Action item: From the first line of the records through the line containing "Aligns the routes", retype every line exactly and nothing else.
Segment Open
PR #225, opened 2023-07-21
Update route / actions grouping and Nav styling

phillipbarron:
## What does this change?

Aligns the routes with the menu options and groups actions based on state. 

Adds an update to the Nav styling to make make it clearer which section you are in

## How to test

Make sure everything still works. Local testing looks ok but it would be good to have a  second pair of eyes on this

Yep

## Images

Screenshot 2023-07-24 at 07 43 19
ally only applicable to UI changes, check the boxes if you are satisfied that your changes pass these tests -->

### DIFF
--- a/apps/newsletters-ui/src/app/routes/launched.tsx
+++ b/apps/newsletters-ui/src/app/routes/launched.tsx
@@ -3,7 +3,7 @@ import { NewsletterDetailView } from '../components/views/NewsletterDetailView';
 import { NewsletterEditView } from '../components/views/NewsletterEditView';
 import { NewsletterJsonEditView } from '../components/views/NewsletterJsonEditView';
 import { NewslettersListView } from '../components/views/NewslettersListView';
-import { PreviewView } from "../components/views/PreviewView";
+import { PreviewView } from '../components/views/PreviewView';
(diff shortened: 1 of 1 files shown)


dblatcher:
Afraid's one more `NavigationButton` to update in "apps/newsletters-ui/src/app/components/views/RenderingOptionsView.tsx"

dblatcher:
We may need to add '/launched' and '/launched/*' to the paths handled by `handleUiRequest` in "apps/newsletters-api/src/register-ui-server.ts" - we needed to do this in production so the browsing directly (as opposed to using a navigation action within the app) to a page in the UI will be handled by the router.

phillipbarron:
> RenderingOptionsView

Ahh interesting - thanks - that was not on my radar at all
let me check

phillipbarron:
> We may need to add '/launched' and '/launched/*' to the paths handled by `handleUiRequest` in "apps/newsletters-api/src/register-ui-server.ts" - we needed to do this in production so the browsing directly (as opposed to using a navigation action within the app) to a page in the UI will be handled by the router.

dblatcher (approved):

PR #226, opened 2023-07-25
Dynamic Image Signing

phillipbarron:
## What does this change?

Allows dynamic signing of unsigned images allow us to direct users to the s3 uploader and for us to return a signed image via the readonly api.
Segment Closed
Response to the exercise:
PR #225, opened 2023-07-21
Update route / actions grouping and Nav styling

phillipbarron:
## What does this change?

Aligns the routes with the menu options and groups actions based on state. 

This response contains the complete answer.